Its not just a matter of taking capital gains up to the income tax levels, they could meet somewhere in-between. Levelling the playing field between income and capital gains tax and allowances would give a boost to the income of the majority of the country.
Actually I think I got that wrong, I seem to recall shares are taxed as income on issue, but not at the full value of the share, in fact usually far lower then the shares true value. iirc the value, as well as being low to start with, can be set some time in advance, and agreed with the HMRC at that point.
Surely the aim for HMRC and the government should be to move as many people as possible to be regular PAYE that way avoiding all this tax avoiding rigmarole?
And the "progressive" tax system mentioned earlier is surely a euphemism.High earners pay more tax even if they are taxed at the same basic rate so why penalise them with higher levels?
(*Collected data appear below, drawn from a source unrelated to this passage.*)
PR #3892, opened 2025-09-24
feat: Add UAP buttons to resizable table column headers

avinashbot:
### Description

### How has this been tested?

<details>

#### Correctness

#### Security

#### Testing

</details>

---

### DIFF
--- a/src/internal/components/drag-handle-wrapper/styles.scss
+++ b/src/internal/components/drag-handle-wrapper/styles.scss
@@ -11,9 +11,8 @@ $direction-button-wrapper-size: calc(#{awsui.$space-static-xl} + 2 * #{awsui.$sp
 $direction-button-size: awsui.$space-static-xl;
 $direction-button-offset: awsui.$space-static-xxs;
 
-.drag-handle-wrapper {
-  position: relative;
-  display: inline-block;
+.contents {
+  display: contents;
 }
 
 .portal-overlay {
@@ -34,8 +33,7 @@ $direction-button-offset: awsui.$space-static-xxs;
 }
 
 .drag-handle {
-  position: relative;
-  display: flex;
+  display: inline-flex;
 }
 
 .direction-button-wrapper {
--- a/src/table/resizer/index.tsx
+++ b/src/table/resizer/index.tsx
@@ -1,12 +1,13 @@
 // Copyright Amazon.com, Inc. or its affiliates. All Rights Reserved.
 // SPDX-License-Identifier: Apache-2.0
-import React, { useEffect, useRef, useState } from 'react';
+import React, { useCallback, useEffect, useRef, useState } from 'react';
 import clsx from 'clsx';
 
 import { useStableCallback, useUniqueId } from '@cloudscape-design/component-toolkit/internal';
 import { getIsRtl, getLogicalBoundingClientRect, getLogicalPageX } from '@cloudscape-design/component-toolkit/internal';
 import { useSingleTabStopNavigation } from '@cloudscape-design/component-toolkit/internal';
 
+import DragHandleWrapper from '../../internal/components/drag-handle-wrapper';
 import { useVisualRefresh } from '../../internal/hooks/use-visual-mode';
 import { KeyCode } from '../../internal/keycode';
 import handleKey, { isEventLike } from '../../internal/utils/handle-key';
@@ -53,7 +54,9 @@ export function Resizer({
   const resizerToggleRef = useRef<HTMLButtonElement>(null);
   const resizerSeparatorRef = useRef<HTMLSpanElement>(null);
 
+  const [isPointerDown, setIsPointerDown] = useState(false);
   const [isDragging, setIsDragging] = useState(false);
+  const [showUapButtons, setShowUapButtons] = useState(false);
   const [isKeyboardDragging, setIsKeyboardDragging] = useState(false);
   const autoGrowTimeout = useRef<ReturnType<typeof setTimeout> | undefined>();
   const [resizerHasFocus, setResizerHasFocus] = useState(false);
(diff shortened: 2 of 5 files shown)


src/table/resizer/index.tsx
```diff
@@ -53,7 +54,9 @@ export function Resizer({
   const resizerToggleRef = useRef<HTMLButtonElement>(null);
   const resizerSeparatorRef = useRef<HTMLSpanElement>(null);
 
+  const [isPointerDown, setIsPointerDown] = useState(false);
```
avinashbot, line 61: Making a distinction between `isPointerDown` and `isDragging` because we want to support a "click" interaction. Currently, a mousedown starts a drag and a mouseup ends it, which means, if you click the divider slightly off center, it jumps before showing the buttons, which looks really janky. So with this, the column widths are only adjusted when the mouse starts moving.

src/table/resizer/index.tsx
```diff
@@ -183,84 +223,127 @@ export function Resizer({
...
+    isKeyboardDragging,
+    isPointerDown,
+    resizerHasFocus,
+    onWidthUpdateCommit,
+    resizeColumn,
+    updateColumnWidth,
+    updateTrackerPosition,
+  ]);
+
+  useEffect(() => {
```
avinashbot, line 312: We added both `isDragging` and `isPointerDown` to our dependencies in the useEffect above, which means this timer get destroyed and created twice. Not a problem for real users, but this really screws with tests (since jest's time-skipping timer methods won't work if the timer is recreated).

src/internal/components/drag-handle-wrapper/styles.scss
```diff
@@ -11,9 +11,8 @@ $direction-button-wrapper-size: calc(#{awsui.$space-static-xl} + 2 * #{awsui.$sp
 $direction-button-size: awsui.$space-static-xl;
 $direction-button-offset: awsui.$space-static-xxs;
 
-.drag-handle-wrapper {
-  position: relative;
-  display: inline-block;
+.contents {
+  display: contents;
```
avinashbot, line 15: Previously, the drag handle wrapper had three nested divs I had to contend with styling them all. Since two of those divs only exist for event handling/capture reasons, I can safely just set them to `display: contents` and only worry about styling one div.

src/table/resizer/index.tsx
```diff
@@ -183,84 +223,127 @@ export function Resizer({
...
-        className={clsx(
-          styles.resizer,
-          (resizerHasFocus || showFocusRing || isKeyboardDragging) && styles['has-focus'],
-          isVisualRefresh && styles['is-visual-refresh']
-        )}
-        onMouseDown={event => {
-          if (event.button !== 0) {
-            return;
-          }
-          event.preventDefault();
```
avinashbot, line 208: Not sure why this behavior was there before, but clicking on the drag handle doesn't move focus to it. But now it does, like any regular button. Helps with simplifying the UAP logic, and is also nicer because you can switch between drag and keyboard.

src/table/__tests__/resizable-columns.test.tsx
```diff
@@ -219,43 +224,34 @@ test('takes width as min width if it is less than 120px and min width is not set
...
+  firePointermove(250);
   expect(wrapper.findColumnHeaders()[0].getElement()).toHaveStyle({ width: '250px' });
-  fireMouseMove(200);
+  firePointermove(200);
   expect(wrapper.findColumnHeaders()[0].getElement()).toHaveStyle({ width: '200px' });
-  fireMouseup(200);
-  expect(wrapper.findColumnHeaders()[0].getElement()).toHaveStyle({ width: '200px' });
-});
-
-test('should allow column resize with missing mousemove event', () => {
```
gethinwebster, line 243: do you have any ideas why this test existed? seems a strange one, but slightly worrying...

src/table/__tests__/resizable-columns.test.tsx
```diff
@@ -500,29 +496,157 @@ describe('resize in rtl', () => {
...
+    wrapper.findColumnResizer(1)!.focus();
+    expect(findDragHandle().findVisibleDirectionButtonInlineStart()).toBeTruthy();
+    expect(findDragHandle().findVisibleDirectionButtonInlineEnd()).toBeTruthy();
+
+    wrapper.findColumnResizer(1)!.keydown(KeyCode.escape);
+    expect(findDragHandle().findVisibleDirectionButtonInlineStart()).toBeNull();
+    expect(findDragHandle().findVisibleDirectionButtonInlineEnd()).toBeNull();
+  });
+
+  test('hides UAP buttons when arrow keys are pressed before the resizer button is activated', () => {
```
gethinwebster, line 619: This is different to the behavior in other components, e.g. app layout panels, sortable list. Is there a strong reason why it needs to be different here?

src/table/resizer/index.tsx
```diff
@@ -111,7 +202,9 @@ export function Resizer({
       elements.scrollParent.scrollLeft += AUTO_GROW_INCREMENT * (getIsRtl(elements.scrollParent) ? -1 : 1);
     };
 
-    const onMouseMove = (event: MouseEvent) => {
+    const onPointerMove = (event: PointerEvent) => {
+      // TODO: Only set it to true after a certain number of pixels travelled?
```
gethinwebster: suggest removing the TODO if we're happy with this behavior

src/table/__tests__/resizable-columns.test.tsx
johannes-weber: From `zb3AAbRNaDaY`:
> This is intentional (sort of). The drag handle has a button "mode" and a slider "mode". Keyboard users use the slider and mouse users use the button, so switching between modes causes issues.

> The resizer isn't designed to mix mouse/keyboard interactions and trying to make it work this way breaks it. It's existing behavior, so I'll avoid overcomplicating this for now.

src/table/resizer/index.tsx
johannes-weber: Removed. Having no tolerance and start immediately the resize action without is fine. Let's see if we get any customer feedback so we could increase if needed.

src/table/__tests__/resizable-columns.test.tsx
gethinwebster: I feel like that's in some way related to this: https://github.com/cloudscape-design/components/pull/3892/files#r2378371044

If mouse interactions are and remain separate, I'm not sure that changing the focus behavior there makes sense

src/table/__tests__/resizable-columns.test.tsx
johannes-weber: I have no idea and could not find any evidence for when this test was added. I can't think about a use-case where having a `pointerdown` on coordinate X/Y followed by a `pointerup` on X+a/Y+b without a `mousmove` event in between.

avinashbot: I have no idea either, there's no clear context I could find behind it. My best guess is as good as Johannes's. Perhaps some accessibility thing where you can trigger pointerdown somewhere and pointerup somewhere else? Either way, this PR specifically addresses pointer-related accessibility issues, so... I feel there's no need to be overly "defensive" about preserving this behavior.

src/table/__tests__/resizable-columns.test.tsx
avinashbot: The directional buttons serve two purposes:
1. (Main reason) For pointer-only users, to resize the column without dragging
2. (Adjacent) For keyboard users, to give them a visual hint that the focused item can be adjusted, and that they can use arrow keys at this point.

The trouble is that here, once you tap on it, the buttons show up, but you can't resize the columns by pressing the arrow keys. So I added this behavior to hide the buttons when keys are pressed so the buttons don't stick around and confuse you if you're a keyboard user. The two different "modes" of interaction are still separate for now.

Either my employer and HMRC have got this wrong or shares are taxed as income when released from a share scheme. When I cash in shares from my share incentive scheme it's paid through the normal payroll system and I have to pay income tax on it. Even the capital gain on any increase in value of the shares goes through PAYE so is taxed as income, as are any reinvested dividends. Even if I take the shares as shares I have to pay income tax on them. Do any of those who think its taxed as a capital gain actually have share incentive schemes or are you making this up?
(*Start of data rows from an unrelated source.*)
PR #3894, opened 2025-09-25
chore: Mock getBoundingClientRect in mixed chart tests

jperals:
### Description

This is necessary for https://github.com/cloudscape-design/component-toolkit/pull/165.

JSDOM does not have access to actual element dimensions and returns 0 for everything. For this reason  in the mixed chart tests we are mocking  `window.getComputedStyle` to return 2px for border width among other things. But we are not mocking `HTMLElement.prototype.getBoundingClientRect`, so these tests still assume that all values are 0 for the values that this function returns. Then the changes in https://github.com/cloudscape-design/component-toolkit/pull/165 causes the calculated dimensions of the chart to be negative, because a non-zero border coming from `window.getComputedStyle` is subtracted from the zero width of the chart coming from `getBoundingClientRect` [here](https://github.com/cloudscape-design/component-toolkit/blob/fbeb3924d21428257f74e47df5fb0751a113595c/src/internal/container-queries/use-resize-observer.ts#L44) (which in reality won't happen, because these calculated dimensions should include the border). And these negative dimension values causes the chart not to render expected inner elements: https://github.com/cloudscape-design/component-toolkit/actions/runs/17982007963/job/51205514110?pr=165

The solution is to add one more mock for component-toolkit's `useContainerQuery`, which is used by the chart to determine its width.

### How has this been tested?

Ran the test with https://github.com/cloudscape-design/component-toolkit/pull/165 applied to the local copy of component-toolkit. The tests only passed after the changes in this PR.

<details>

#### Correctness

#### Security

#### Testing

</details>

---

### DIFF
--- a/pages/container-queries.page.tsx
+++ b/pages/container-queries.page.tsx
@@ -21,7 +21,11 @@ function MeasureReporter(props: { id?: string; style?: React.CSSProperties; type
     [props.type]
   );
   if (value === null) {
-    return <div ref={ref}>Loading...</div>;
+    return (
+      <div ref={ref} style={{ ...boxStyles, ...props.style }}>
+        Loading...
+      </div>
+    );
   }
   return (
     <div id={props.id} ref={ref} style={{ ...boxStyles, ...props.style }}>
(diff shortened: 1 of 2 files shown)


pages/container-queries.page.tsx
```diff
@@ -21,7 +21,11 @@ function MeasureReporter(props: { id?: string; style?: React.CSSProperties; type
     [props.type]
   );
   if (value === null) {
-    return <div ref={ref}>Loading...</div>;
+    return (
+      <div ref={ref} style={{ ...boxStyles, ...props.style }}>
```
jperals, line 25: Use the same styles already in the initial render, because https://github.com/cloudscape-design/component-toolkit/pull/165 applies to the initial render only.

src/mixed-line-bar-chart/__tests__/mixed-chart.test.tsx
```diff
@@ -124,14 +125,20 @@ const fakeGetComputedStyle: Window['getComputedStyle'] = (...args) => {
 
 beforeEach(() => {
   window.CSS.supports = () => true;
-  originalGetComputedStyle = window.getComputedStyle;
   window.getComputedStyle = fakeGetComputedStyle;
+  HTMLElement.prototype.getBoundingClientRect = function () {
+    const rect = originalBoundingClientRect.apply(this);
+    rect.width = 900;
```
jperals: Smaller widths would cause less X ticks to appear in some of the tests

TJ PWC is a limited liability partnership (LLP), it's not the same structure as a Ltd company or a PLC. The meaning differs around the world, but ultimately, if you make equity partner (in PWC or any law firm which also uses LLP as its structure) then ostensibly you have to buy in. This costs a small fotune, so much that usually it's facilitated by taking a big discount against your salary/share structure of some time.So all in, there is a significant investment and therefore risk (even if the LLP shields you as an individual).
I can categorically tell you that not one part of that is actually accurate. I'm a Partner at PwC.